Tuesday, December 30, 2014

FTO, cohort of birth and body mass index

In a recently accepted article in PNAS, entitled "Cohort of birth modifies the association between FTO genotype and BMI," the association of FTO variant rs993609 with body mass index is described as having essentially zero influence for study participants born before 1942 and increasing influence on this obesity phenotype as participants were born in increasingly more recent years. That long-range enhancers within the FTO region recapitulate aspects of IRX3 expression implies that the obesity-associated interval serves to regulate IRX3. Consistent with this, obesity-associated SNPs are associated with expression of IRX3, but not FTO, in human brains. Nonetheless, this is an important obesity locus, be it FTO or IRX3 as the functional unit. 
The authors rightly suggest that gene-environment interactions (GxEs) coupled with changes to the environment of the participants could alter the FTO-BMI association. 

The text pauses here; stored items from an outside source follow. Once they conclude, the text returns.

PR #269, opened 2026-09-02
SPEC-TABLES: the design of record for the tables campaign — spec first (#248)

gafferongames:
Spec only, three files — `SPEC-TABLES.md`, `SPEC.md` §4.2's grammar block, `USAGE.md`. No compiler, emitter, corpus or test change, and no generated byte moves.

**Spec first always** (owner, live). The tables campaign written as one language, landing ahead of the implementation PRs rather than trailing them. Every section is meant to be implementable from the page alone by someone who does not have this repo — a property the cold read tested directly by writing a Go encoder from §3/§3.1/§3.2 and matching the generated `Save` byte for byte on the first attempt.

## The load-bearing change: the keyed array body gets its own wire kind

`[E.Max + 1]T` stays legal and positional (the owner's ruling), so a table field can be edited between the two spellings. They were both kind `14` with different layouts. Measured by the cold read, keyed writer → positional reader:

```
Load returns true.  unknown=0 kind_mismatch=0 clamped=0 malformed=0
slots = {262144, 65536, -1157431296}
```

Every counter zero, every value garbage — a silent, data-corrupting edit, and the **third** member of a silent class §4.1 claimed had exactly two. **The keyed body is now kind `16`.** The edit becomes a reported `kind_mismatch`, §4.1's claim becomes true, and §18.2's compile-time refusal is the belt to that braces. §3's skip rules gain `16` (still three rules), and §3.2 states ascending-ordinal write order with readers key-driven.

## Sections added

- **`## The performance ladder` / `## What allocates, and what never does`** (the opening) — the owner's ladder and the language-keyed union carve-out.
- **§2.5 `*bytes`/`*string`**, **§2.6 union arms as tables**, **§4.1 the silent class**, **§13.2/§13.3 rulings in the owner's words**, **§16 the text form**, **§17 packing**, **§18 the baseline**.

## The cold read's ten must-fixes — all closed

| # | fix | where |
|---|---|---|
| D1 | positional↔keyed is a silent corrupting edit | §2.4, §3, §3.2, §4, §4.1, §11, §18.2 — closed by kind `16` |
| D2 | byte-identity claim overbroad | §2.3, §2.5, §3, §3.1 + USAGE — scoped to non-default content, empty-end asymmetry named |
| D3 | §17 not implementable (compiler cannot run generated code) | §17.1 pack's own IR-driven engine + the goldens; §16 preamble states rules, not one implementation |
| D4 | report contradiction on duplicates | `duplicate` counter in §4 and §16.2 |
| D5 | guard rule order-dependent, drops data | §16.2 — write elides, read is order-free and infers nothing |
| J1 | a fraction was "malformed" | §16.2 — `kind_mismatch`; `malformed` reserved for not-JSON |
| J4, J6 | writer refusals and text shape unstated | §16.3 (the `-1` refusals), §16.1 (pretty-print as contract) |
| J7 | §8 missing columns the walk needs | reset hook, text key, `bits(N)` implied range, union tag offset/width; flags bound corrected to **highest declared bit index** |
| O1 | variable-class narrowing | page keeps `SceneFromJson(builder, …)`; §15 does **not** list it as a follow-on; open-for-owner item 1 |
| D6, D7 | §17's licensing sentence, §11's element-kind row, history narration | §13.3 quotes the ruling's second clause; §17 preamble; §11; §12 and §13 de-narrated |

## Owner rulings folded in this pass

- **`[E]T` slot 0** (#255): "the 0th entry in the array is not valid, and is 'null', so you really only store n-1 entries"; and "accessing the 0th entry is an error/assert". Storage stays `E.Max + 1` (owner: "memory is cheap so you could just leave the array as-is, and just put an error/assert on index by zero"), slot 0 exists and is never valid, indexing it is a `static_assert` where expressible and an assert otherwise. `None` never rides; a stored key `0` is **malformed**, not unknown, because `0` is the reserved id no name can fold to. `"None"` is an unknown key in the text form; no `None.json` in pack; §8 marks slot 0 invalid. Unbiased indexing throughout — `ships[ShipType::Bomber]`.

## The delta read's five (`7e54c0d`) — all closed

| # | finding | fix |
|---|---|---|
| N1 | §3's elision list omitted guarded-false fields while §16.2 cited the rule as if §3 carried it — an encoder from §3 alone wrote a field the reference does not | a bullet in §3's elision list; §16.2 now genuinely defers |
| N2 | §4 never said an array's ELEMENT kind is checked, though the code checks it — a faithful reader would decode `[3]int32` into `[3]float32` and report nothing | §3's `14`/`16` rows state element kind is identity, not only framing; §4's kind-mismatch bullet covers it |
| N3 | adding an `if` guard is report-clean and round-trip-lossy, and §4 named guards nowhere | §4 gains the bullet; §4.1 states why it is **not** a third silent edit — see below |
| N4 | two `§16.3` refs stale after §16.3 was inserted; "field names" vs keys | → `§16.4`; §16.2 opens on field KEYS |
| N5 | §2.4 put the `static_assert` in `operator[]( E )`, where a runtime key cannot carry one | storage is a keyed-array type over `T[E.Max + 1]`; `operator[]( E )` asserts, `Slot<Key>()` static_asserts; a two-line snippet shows both |

**N3, the one that needed a call: stated, not made a refusal.** Adding or removing a guard reads correctly in both directions with every counter zero; the loss is on write-back, when the new reader elides the field on its next save. So §4.1's enumeration honestly stays at two — a silent edit is one that *decodes* wrong — and the page says so explicitly rather than leaving a reader to work out why the class is adjacent but not a member: *"A person whose file came back wrong needs the two above; a person whose tool rewrote a file needs this one."* Making it a §18 refusal would be a **new policy row** that no ruling covers, and a guard is a legitimate edit that a blanket refusal would block, so it goes to the owner instead (open item 11) rather than onto the page.

## From the #265 delta read (`817a775`)

Three things §2.4 owed a porter:

- **The type-body carve-out.** `per_team [Team]int32` inside a `type` generates a plain `int32_t per_team[4]` — no wrapper, no keyed accessor, no `None` guard — because the type wire is positional and there is no key to check. Only the TABLE-wire encoding is keyed, and the keyed storage type is generated for table bodies alone. The previous text would have had a porter emit the wrapper for a `type`.
- **A key enum is in the table closure's vocabulary**, even when no field has its type. It rides by variant name like any other, so `| max = K` headroom and variant-id collisions are refused for it — and the diagnostic names the KEYING FIELD as the reaching edge, because that edge is the only reason the rule applies and a person looking at the enum alone would not see it. Stated in §2.4, §5 and §11.
- **`NDEBUG` compiles the runtime guard out.** "Asserted otherwise" was doing too much work: the assert in `operator[]( E )` is absent in exactly the build a shipped game runs. `Slot<Key>()` is the form that holds in release, costs nothing, and cannot be disabled — preferred wherever the key is written literally, which is most places.

## Reconciliations

1. **Two branches both claimed §16** → §16 text form, §17 pack, §18 baseline. §1–§15 frozen (cited from code comments and issues).
2. **#264's `L == 4` union-arm discriminator is NOT here** — a wire-v2 construct; v1 has no node table, so a table arm rides inline in both classes, framed as a `type` arm.
3. **`*bytes` framing pinned to `bytes(N)`'s exactly** (kind `14` u8 array; `*string` kind `12`) — joins the wire-identity family, no new kind.
4. **Backend status stays `C++`** — the cold read judged this right; #266 carries its own status edit.
5. **§2.2's zero-cost gate rescoped to the pointer machinery** (#265 decision 6). The cold read verified the gate empirically: pointer-free unit with `?T` and `[E]T` passes, gaining exactly the five language columns, with `is_pointer`/`variable` absent — so §8's "only the two POINTER columns are conditional" is literally true.
6. **26 suffixes**, matching `tableGeneratedVerbs` — verified identical, same order.
7. **#253's §16.4 folded into §8**; **§16.6's replicant claim superseded by #257**; **guard-presence closed** per #253's own comment.

### Implementation-taught — the page adopted what a branch learned

Each of these is the page catching up to a build, per the gate's own provision:

- **`origin/tables-json-walk` (#267), six places.** A fraction is `kind_mismatch` not `malformed` (malformed stops the whole read — one bad value must not); `duplicate` as a real counter on `TableReport`; the guard rule as shipped (order-free read, eliding write) because the drafted rule silently lost fields whose guard key came later in the object; the writer's `-1` refusals as §5's save-failure rule carried into text; pretty-printing stated because measure==write and `unpack`→`pack` byte-stability are uncheckable without it; and §8's four missing columns plus the flags off-by-one (`enum_max` is the highest bit **index**, so a walker written from the old page looped one short).
- **From the #267 review**, also adopted: JSON has one number type, so `2.0` and `1e3` read into an integer field (the class of existing text §16.3 exists to meet); RFC 8259 number-token validation, so `1-2` is `malformed` rather than a clamp to int16 MAX; last-wins applies to a whole value including arrays; the writer always emits valid JSON/UTF-8; and the four page gaps a from-the-page author had to guess (how `None` writes, what `null` does per kind, base64 padding, empty flags).
- **`origin/tables-baseline` (#263), the repairs.** §18 now matches `DefaultTokenPolicy` row for row, including the referent rule (`RuleRefs` per vocabulary — table bodies by field id, enums and unions by name, flags by bit position), the always-refuse referent drop, the declaration-rename member matching with its warn, and the repairable-baseline behaviour of `--update`. §18.1 states that an optional's presence is **recorded and judged on nothing**, so nobody later adds a `RuleFixed` row and breaks the `T` ↔ `?T` move.
- **`origin/optional-and-enum-keyed` (#265): no divergences.** The cold read found full byte-level agreement with §3/§3.1/§3.2 on both scratch units. Its other seven decisions were checked against the rulings and kept verbatim.

## Open for the owner

1. **The text form's variable-class narrowing.** #267 ships no `FromJson` for a variable-length table — refusal by absence. The ruling was "one table at a time" with **no class restriction**, so the page states the design (`SceneFromJson( builder, … )`) and §15 does not list it as a follow-on. Either the walker builds it or the ruling narrows; the page must not decide it. Already on #248 as item (e). *(Consistency note either way: §16.2 carries rows for `*string`, `*bytes` and pointer `*T`, and a `*bytes` field alone makes its holder variable-length — so under the narrowing those three rows describe a table with no `FromJson` to call, and §17 needs a matching sentence about whether `pack` is fixed-class only.)*
2. **Wire v2's five decisions** (#251 / draft #264) — untouched; the page is v1 throughout.
3. **`*string`** is not ruled; "byte buffer as primitive" was.
4. **`schema pack` carries a second implementation of the wire** — a Go text reader and table-wire encoder inside the compiler, golden-locked to the generated backends. It follows from the codegen philosophy (interpreters stay in tooling) and it is the only way `pack` can exist in a Go compiler, but it is a second implementation of §3 in the tree and every port inherits the goldens obligation.
5. **`duplicate` on `TableReport`** — a new column on the wire's own cross-language report struct, for an event the wire never raises. Nine backends will each carry it; cheaper nodded now than ported nine times and changed.
6. **The text form's writer refusals** (`-1` for an unnameable enum value, an unnamed flags bit, an invalid union tag, a non-finite float).
7. **The lone-surrogate / non-UTF-8 decision.** The review named two options: refuse on read, or drop "UTF-8" from the row and call the form byte-transparent. The page takes a third that keeps both halves — storage stays byte-transparent, and the WRITER substitutes `U+FFFD` for any ill-formed sequence so the emitted text is always valid JSON. Mine, not ruled.
8. **The baseline's new refusal classes** — the positional↔keyed spelling change (from D1), and the flags rename-in-place refusal (from #263's text, not the owner's words directly; it follows the same reasoning as the reorder refusal).
9. **§18's `--reason` flag spelling** is #263's; the ruling was that the update is never bare.
10. **Should adding or removing a GUARD be a baseline finding?** (N3.) It is the one edit that reads clean and loses data on write-back, which is precisely the save-game cycle §18 exists for — but it is a legitimate everyday edit, so a REFUSE would be heavy-handed and a WARN is the proportionate shape. Either way it is a new `DefaultTokenPolicy` row that #263 does not implement, so the page names the hazard (§4, §4.1) and stops there. If you want it, #263 gains the row and the obligation below becomes real.
11. **The text-form walk costs +10.9% header compile time**, unconditional, fixed class included. Measured by the #267 review, interleaved, median of 9, arm64 clang, empty TU including `TablesTable.h`: main 0.0466s → branch 0.0517s. The zero-cost gate is **not** weakened (grep list byte-unchanged and green). But this repo rules header cost on measured evidence — the union-vs-variant precedent, *"0.17 -> 0.27 is not trivial for me"* — so the number is banked here rather than buried. The page states that the walk rides in every table header with no opt-out; whether it should stay unconditional is yours.

## Rebase obligations recorded (not this PR's)

- **#263**: render the `key` token (§18.2's keyed refusal and D1's baseline half both need it) and a presence token; renumber its §16 → §18 in `internal/baseline/diff.go` and `cmd/schema/main.go`. **Also: its own §16 REFUSE list row still reads "swapped for one whose identities do not ride" while the prose below it already states the STAND IN rule** — the list and the prose contradict each other on the branch, and "identities ride" is exactly the weaker test the delta review replaced. One-line repair, and it is the row a reader checks first. *(Conditional, on open item 10: a guard-change policy row.)*
- **#267**: its §16 **replaces** this one wholesale rather than merging; §16.4/§16.5/§16.6 renumber (this page folds "what reflection gains" into §8).
- **#266**: "the 23 name-first suffixes" → 26; the `TableReset` decision is unchanged.
- **#265**: the `[E]T` slot-0 ruling and kind `16` land there.

CI: green (docs-only; nothing in the build reads these files). Head is `817a775`.

### DIFF
--- a/SPEC-TABLES.md
+++ b/SPEC-TABLES.md
@@ -15,24 +15,70 @@ arena, read through a region and a root pointer, never held by value).
 A fixed-size table pays for none of the variable-length machinery: that
 property is a gate, held by test, not an intention (§2.2).
 
-Tables are schema's declarations for **data that crosses builds**: config
-files, asset archives, tool output, editor state — and just as much,
-**messages**: bytes produced by one build of one program and consumed by
-another build of another, whether the trip is a disk file read years later
-or a datagram read milliseconds later by a peer that deployed last week.
-The hardcoded wire (`type`, SPEC.md) is the same-build contract, guarded by
-the protocol id: same-or-refuse. Packets are its loudest user, not its
-definition — any data whose writer and reader share a schema build belongs
-there. The table wire is the opposite contract: **any reader reads any
-data**, and the differences are reported, never fatal.
+Tables are schema's declarations for **data that outlives the build that
+wrote it**: config files, asset archives, tool output, editor state,
+**save games** — a file written by a build nobody has any more and read by
+a build its writer never saw, years apart — and just as much, **messages**:
+bytes produced by one build of one program and consumed by another build of
+another, whether the trip is a disk file read years later or a datagram
+read milliseconds later by a peer that deployed last week. Save games and
+tool output are one case, not two, and the whole of this document serves
+it. The hardcoded wire (`type`, SPEC.md) is the same-build contract,
+guarded by the protocol id: same-or-refuse. Packets are its loudest user,
+not its definition — any data whose writer and reader share a schema build
+belongs there. The table wire is the opposite contract: **any reader reads
+any data**, and the differences are reported, never fatal.
 
 The two contracts never mix. Flatbuffers- and protobuf-class evolution
 ideas apply here, to tables — they do not apply to `type`, whose wire is
 hardcoded under the protocol id, and nothing in this document changes that.
 
+## The performance ladder
+
+**Tables are LESS performant than types**, and that is the trade they exist
+to make: types buy speed with a hardcoded, same-build wire; tables buy
+tolerance, reflection and evolution with a neutral byte wire, length
+prefixes and — in one narrow case — an allocation. A chosen cost is
+licensed. Unexplained slowness is still a defect, in every rung.
+
+- **A type is a raw struct.** Its generated storage IS the struct a person
+  would have written, and its codec is measured against a hand-written
+  serialize of that struct. The fastest-correct mission applies to types
+  without qualification, and the standing ledger holds them to it.
+- **A fixed-size table is a raw struct with a tolerant byte codec around
+  it**, and is expected to run as close to its equivalent type as the
+  neutral wire allows. That is a bench obligation, not an intention: a
+  fixed table sits beside its equivalent type on the ledger, and the gap
+  is explained or closed. The zero-cost gate (§2.2) holds the storage
+  half of it; the bench leg holds the codec half.
+- **The variable-length class pays for exactly what it buys** — pointers,
+  an arena on the building side, a region on the reading side, a
+  reference indirection per edge. This is where "less performant" lives,
+  and it is deliberate.
+
+## What allocates, and what never does
+
+- **A type never allocates**, in any backend, on any path. This rung does
+  not move.
+- **A fixed-size table with no union allocates nowhere, in any backend.**
+  It is a struct; measure, save and load work over caller-owned buffers.
+- **A fixed-size table WITH a union may allocate for the arm, and only
+  where the LANGUAGE needs it.** The carve-out is keyed on the backend
+  language, never on the table's class: a backend with no native union
+  builds a pseudo-union — one reference per arm, the set arm non-null,
+  allocated on read and write — and a backend with a native union (C++)
+  allocates nothing for the same declaration.
+- **The variable-length class allocates by nature**, and assuming
+  otherwise is foolish: the arena on build, the region on load. C++ keeps
+  the caller-owned form — `LoadMeasure` sizes the region and the caller
+  supplies it, `Builder` grows storage the caller owns — which is
+  allocation with the caller holding the pointer, not its absence. Other
+  backends allocate inside their runtime and say so. No port contorts
+  itself toward zero allocation for a variable-length table.
+
 **Backend status: C++.** Every other backend refuses a unit that declares
 tables, by name, with this document cited. Per-language backends are named
-follow-ons.
+follow-ons (§15).
 
 ## 1. Purpose
 
@@ -72,7 +118,7 @@ table ShipConfig
 A table body is a type body — the field grammar of SPEC §4.2, hosted by
 `table`: bare and ranged integers, `bits(N)`, `bool`, floats and
 compressed floats, enums, flags, strings, bytes, bounded arrays, unions,
-`if` branches, and declared types as field groups. Two additions:
+`if` branches, and declared types as field groups. Six additions:
 
 - **Tables nest.** A named table is a field type (above); nesting is by
   value, and a bounded array of tables is a collection. A table may not
@@ -83,6 +129,14 @@ compressed floats, enums, flags, strings, bytes, bounded arrays, unions,
 - **Tables point** (§2.1). `next *Node` declares a POINTER to a table.
   Recursion THROUGH a pointer edge is legal and expected — the by-value
   cycle rule exempts pointer edges, because a pointer carries no size.
+- **Fields may be OPTIONAL** (§2.3). `settings ?GunnerSettings` is present
+  or absent by value, with no pointer and no change of mode.
+- **An array may be ENUM-KEYED** (§2.4). `ships [ShipType]ShipConfig` has
+  exactly one slot per variant, indexed by the variant.
+- **A blob is a node** (§2.5). `data *bytes` declares an unbounded byte
+  buffer at exactly its used size, and `*string` is its sibling.
+- **A union arm may be a table** (§2.6), which is what makes an evolvable
+  message set expressible.
 - **`was` — the rename attribute** (§5).
 
 ### 2.1 Pointers
@@ -104,22 +158,16 @@ table Scene
 **A pointer is for recursion, sharing and size — not for optionality.**
 Every field on this wire is already optional: absence is the reader's
 default (§4), so nothing has to be pointed at to be left out. The spelling
-for an OPTIONAL SECTION is the guarded field:
+for an OPTIONAL SECTION is `?T` (§2.3):
 
 ```
 table Scene
 {
-    has_settings bool
-    if has_settings
-    {
-        settings Settings   // an optional section: off the wire when the guard is false
-    }
+    settings ?Settings   // an optional section: off the wire when it is absent
 }
 ```
 
-The guard is a field like any other, the section rides only when it is
-true, and a reader whose writer left it out gets the declared defaults —
-with no pointer, no allocation and no change of mode. Reach for `*` when
+No pointer, no allocation and no change of mode. Reach for `*` when
 the structure genuinely needs it: a table that refers to ITSELF (a chain, a
 tree), a large subtree you would rather not carry by value, or one node
 several parents name (sharing is a named follow-on, §15 — v1 writes a
@@ -130,8 +178,10 @@ choice is a real one.
 The spelling is C's, deliberately: it reads as what it is. The rules,
 each refused by name (§11):
 
-- **A pointer targets a `table`, and only a `table`.** `*SomeType`,
-  `*SomeEnum`, `*SomeUnion` are refused: value-semantics data has no
+- **A pointer targets a `table`, or one of the two buffer primitives.**
+  `*Node` names a declared table; `*bytes` and `*string` name an unbounded
+  buffer at its used size (§2.5). Everything else is refused — `*SomeType`,
+  `*SomeEnum`, `*SomeUnion` — because value-semantics data has no
   independent identity to point at. Nest it by value instead.
 - **A pointer is declared inside a table body, and nowhere else.** A
   `type` body refuses one: types remain value semantics, and that is the
@@ -151,22 +201,32 @@ pointers in the struct. Its meaning depends on the form it sits in
 The compiler works out which class a table belongs to; the schema never
 says. The rule is a least-fixed-point over BY-VALUE edges:
 
-- A table is **VARIABLE-LENGTH** if it declares a pointer, or if anything
-  it nests by value — directly, or as a bounded array — is
-  variable-length.
+- A table is **VARIABLE-LENGTH** if it declares a pointer — including
+  `*bytes` and `*string` (§2.5) — or if anything it nests by value is
+  variable-length. "Nests by value" reaches through every by-value edge
+  there is: a plain nested table, an element of a bounded array, an
+  element of an enum-keyed array, a member of a guarded (`if`) group, an
+  optional's value (§2.3), and a UNION ARM that is a table (§2.6).
 - Every other table is **FIXED-SIZE**.
 
 Pointer edges do not propagate the mode: a table that is merely POINTED
 AT stays fixed-size if it holds no pointer of its own. It gains an
 allocation and a resolution entry, and nothing else.
 
-**A fixed-size table pays nothing for any of this**, and that is a gate,
-not a hope: for a unit whose tables are all fixed-size, the generated
-output is byte-for-byte what it was before pointers existed — no
-builder, no arena, no reference type, no lifecycle surface, not one extra
-descriptor column, not one extra branch in a codec, not one extra
-`#include`. The build fails if a single symbol of the pointer machinery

FTO is subject to exercise-induced changes in DNA methylation. See, for example, table 5 (and reference 3) of  Rönn, Volkov, et al. We have cataloged a large number of genetic variants that show the type of GxEs suggested by the recent PNAS article. That catalog shows that some nine different studies observed modulating effects of physical activity on the FTO-BMI association. (In most populations of European ancestry, for example, in which many of these studies were conducted, the variants analyzed are in relatively strong to very strong linkage disequilibrium.) Other lifestyle choices also modulated the effects of FTO variants, including macronutrient intakes of carbohydrate, and fatty acids such as saturated fat, MUFA (mono-unsaturated fatty acid) and PUFAs (poly-unsaturated fatty acids). Whether time spent engaged in physical activity shrank as the birth cohorts became more recent, or diet changed, or some combination of this, is difficult to ascertain. But a list of known FTO-BMI GxEs would be a good place to begin such an analysis.

1 comment:

  1. I found it curious that few of the news articles covering this study highlighted the most influential environments on epigenetic DNA changes: the mother’s environment provided for the fetus, and the family environment during infancy and early childhood.

    Digging deeper, this omission may have been because the study intentionally didn’t support such an interpretation. Here’s a partial explanation of the family-fixed model the researchers used, from the supplementary material: “the family fixed-effects model blocks both genetic factors and parental characteristics/behaviors that are common to family members (e.g., siblings), including unmeasured factors; therefore, from the perspective of confounding, the fixed-effect specification is preferred.”

    When the preferred model blocks the most important environments in which epigenetic DNA changes occur, what environments remain? “These results suggest genetic influences on complex traits like obesity can vary over time, presumably because of global environmental changes that modify allelic penetrance.”

    Although a finding attributing “global environmental changes” makes more funding available to the researchers, it is rightly an outlier from the majority of epigenetic studies.

    In my view, it’s a directed finding where the model defines away both the out-of-favor genetic factors and the predominant but unpolitically-correct epigenetic factors in favor of a politically correct epigenetics meme.

    How else to interpret this sentence? “Our results underscore the importance of interpreting any genetic studies with a grain of salt and leave open the possibility that new genetic risk factors may be seen in the future due to different genetically driven responses to our ever-changing environment.”